I am currently evaluating Splunk Cloud for analyzing application logs which we are collecting in Azure Blob Storage.
I have the Splunk Add-On for Microsoft Cloud Services installed. I currently have a single Storage Account configured, with a single Input using that account. I have not configured any Office 365, or any other account or connector. But I am seeing thousands and thousands of meaningless events of sourcetype="ms:o365:management"
:
Where are they coming from?
How can I stop them being indexed?
How can I delete them all once I have stopped them being collected?

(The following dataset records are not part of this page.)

PR #754, opened 2022-01-31
Introduce 8to9 regression testing

fernflower:
Both 7to8 and 8to9 upgrade paths will be tested for every
upstream pr.
For rare situations where leapp pr had to be tested together with
specific version of leapp-repository pr enable the same
'/rerun dependent-leapp-repository-pr-num' mechanism as is present
in leapp-repository's tmt-plans workflow.

OAMG-6387

### DIFF
--- a/.github/workflows/tmt-tests.yml
+++ b/.github/workflows/tmt-tests.yml
@@ -11,7 +11,7 @@ jobs:
     name: Run tmt tests on Testing Farm service
     if: |
       github.event.issue.pull_request
-      && github.event.comment.body == '/rerun'
+      && startsWith(github.event.comment.body, '/rerun')
       && contains(fromJson('["OWNER", "MEMBER", "COLLABORATOR"]'), github.event.comment.author_association)
     runs-on: ubuntu-20.04
     steps:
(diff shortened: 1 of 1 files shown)


fernflower:
Proof for /rerun:
Action - https://github.com/fernflower/leapp/actions/runs/1772660977
https://github.com/fernflower/leapp/pull/3#issuecomment-1025714870 and https://github.com/fernflower/leapp/pull/3#issuecomment-1025714892 .
Proof for /rerun 42:
Action - https://github.com/fernflower/leapp/runs/5006178533?check_suite_focus=true

.github/workflows/tmt-tests.yml
```diff
@@ -11,7 +11,7 @@ jobs:
     name: Run tmt tests on Testing Farm service
     if: |
       github.event.issue.pull_request
-      && github.event.comment.body == '/rerun'
+      && startsWith(github.event.comment.body, '/rerun')
```
vinzenz, line 14: no spaces allowed huh?

fernflower: TBH I didn't give it much thought though, it's how it has always been with our comment-based commands.
How about I fix that in a separate patch? So that I could simultaneously do that for both leapp and leapp-repository?

vinzenz: It wasn't really a 'Hey you need to fix that', just more like I didn't even realize. But TBH I am fine with it as is.

vinzenz (approved):

PR #757, opened 2022-02-07
[WIP] Comment out strings with newlines properly

fernflower:
Introduce a _comment_out helper function to be used
in answerfile generation. Tests included.

Also unify ini file loading in answerstore and refactor
into a class method.

Related: OAMG-5861


leapp/messaging/answerstore.py
```diff
@@ -7,6 +7,14 @@
 from leapp.utils.audit import create_audit_entry
 
 
+def _comment_out(key, text):
+    """Returns a commented-out string. If any newlines are present it properly deals with them"""
+    split_by_newline = [s for s in text.split('\n') if s.strip()]
+    res = '# {:<20}{}\n{}'.format('{}:'.format(key), split_by_newline[0],
```
vinzenz, line 13: Hmm can't we just do:
```
first, rest = text.split('\n', 1)
if rest:
    rest = "# {}".format(rest.replace('\n', '\n# '))
...
```
Instead of looping over all of them?

vinzenz: Ofc that requires a newline to be present

leapp/messaging/answerstore.py
```diff
@@ -183,9 +193,10 @@ def generate(self, dialogs, answer_file_path):
                         answer_entry += '# {key} = {value}\n'.format(key=component.key, value=default or '')
 
                     f.writelines([
-                        '# {}\n'.format(' {}.{} '.format(dialog.scope, component.key).center(77, '=')),
-                        '# {:<20}{}\n'.format('Label:', component.label),
-                        '# {:<20}{}\n'.format('Description:', component.description),
+                        '# {}\n'.format(' {}.{} '.format(dialog.scope,
+                                                         component.key.replace('\n', '')).center(77, '=')),
```
fernflower, line 197: These \n replacement should not be here, sorry, this would be solved differently.

leapp/messaging/answerstore.py
fernflower: I wanted to get rid of excessive newlines (like '\n\n\n') if they happen to appear.
But I'll give it some thinking, thanks.

fernflower: In the end I think it'll be more beneficial to have it like this https://github.com/oamg/leapp/pull/757/files#diff-3d756cc0c41cb26dd63ed05cfe760651cf1b33ec460fe203a5ae9aa8cdc0d7fdR319

vinzenz (dismissed):

leapp/dialogs/components.py
```diff
@@ -23,7 +23,7 @@ def __init__(self, key=None, label=None, description=None, default=None, reason=
         :param reason: The reason why we need this value.
         """
         self.key = key or type(self).key
-        self.label = label or type(self).label
+        self.label = label.replace('\n', '') if label else type(self).label
```
pirat89, line 26: replacing `Give me your\nhand` should not result in `Give me yourhand`
```suggestion
        self.label = label.replace('\n', ' ') if label else type(self).label
```

vinzenz: I'd add a strip :D
```suggestion
        self.label = label.replace('\n', ' ').strip() if label else type(self).label
```

tests/scripts/test_answerstore.py
```diff
@@ -312,3 +312,13 @@ def test_answerfile_generate(tmpdir, answerfile):
...
+
+
+def test__comment_out():
+    text = 'A really long line of text.\nYep, with newlines.\n\nCouple of them.'
+    expected_text = ('# inikey:             A really long line of text.\n'
+                     '#                     Yep, with newlines.\n'
+                     '#                     Couple of them.')
+    key = 'inikey'
+    commented_text = _comment_out(key, text)
+    assert commented_text == expected_text
```
pirat89, line 324: add test for the string without the newline. current solution could crash if I see right.

leapp/messaging/answerstore.py
```diff
@@ -7,6 +7,14 @@
 from leapp.utils.audit import create_audit_entry
 
 
+def _comment_out(key, text):
+    """Returns a commented-out string. If any newlines are present it properly deals with them"""
+    split_by_newline = [s for s in text.split('\n') if s.strip()]
+    res = '# {:<20}{}\n{}'.format('{}:'.format(key), split_by_newline[0],
+                                  '\n'.join(['# {}{}'.format(' ' * 20, l) for l in split_by_newline[1:]]))
+    return res
```
pirat89, line 15: @fernflower  I could not help myself, but somehow I like the recursion in this function :) no need to do it in this way of course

Any help would be greatly appreciated.
It turns my trial Splunk Cloud instance included both Eventgen and Splunk Reference App - PAS, both of which are intended for app developers and were generating a very large number of events, which were of course no interest to me.
Thanks to both jconger
and ragedsparrow
for pointing me to the source of the events, which led me to figuring out how to disable those apps.
It turns my trial Splunk Cloud instance included both Eventgen and Splunk Reference App - PAS, both of which are intended for app developers and were generating a very large number of events, which were of course no interest to me.
Thanks to both jconger
and ragedsparrow
for pointing me to the source of the events, which led me to figuring out how to disable those apps.
What is the source of the data?
sourcetype="ms:o365:management" | stats count by source
This may give some indication on what input is generating the data.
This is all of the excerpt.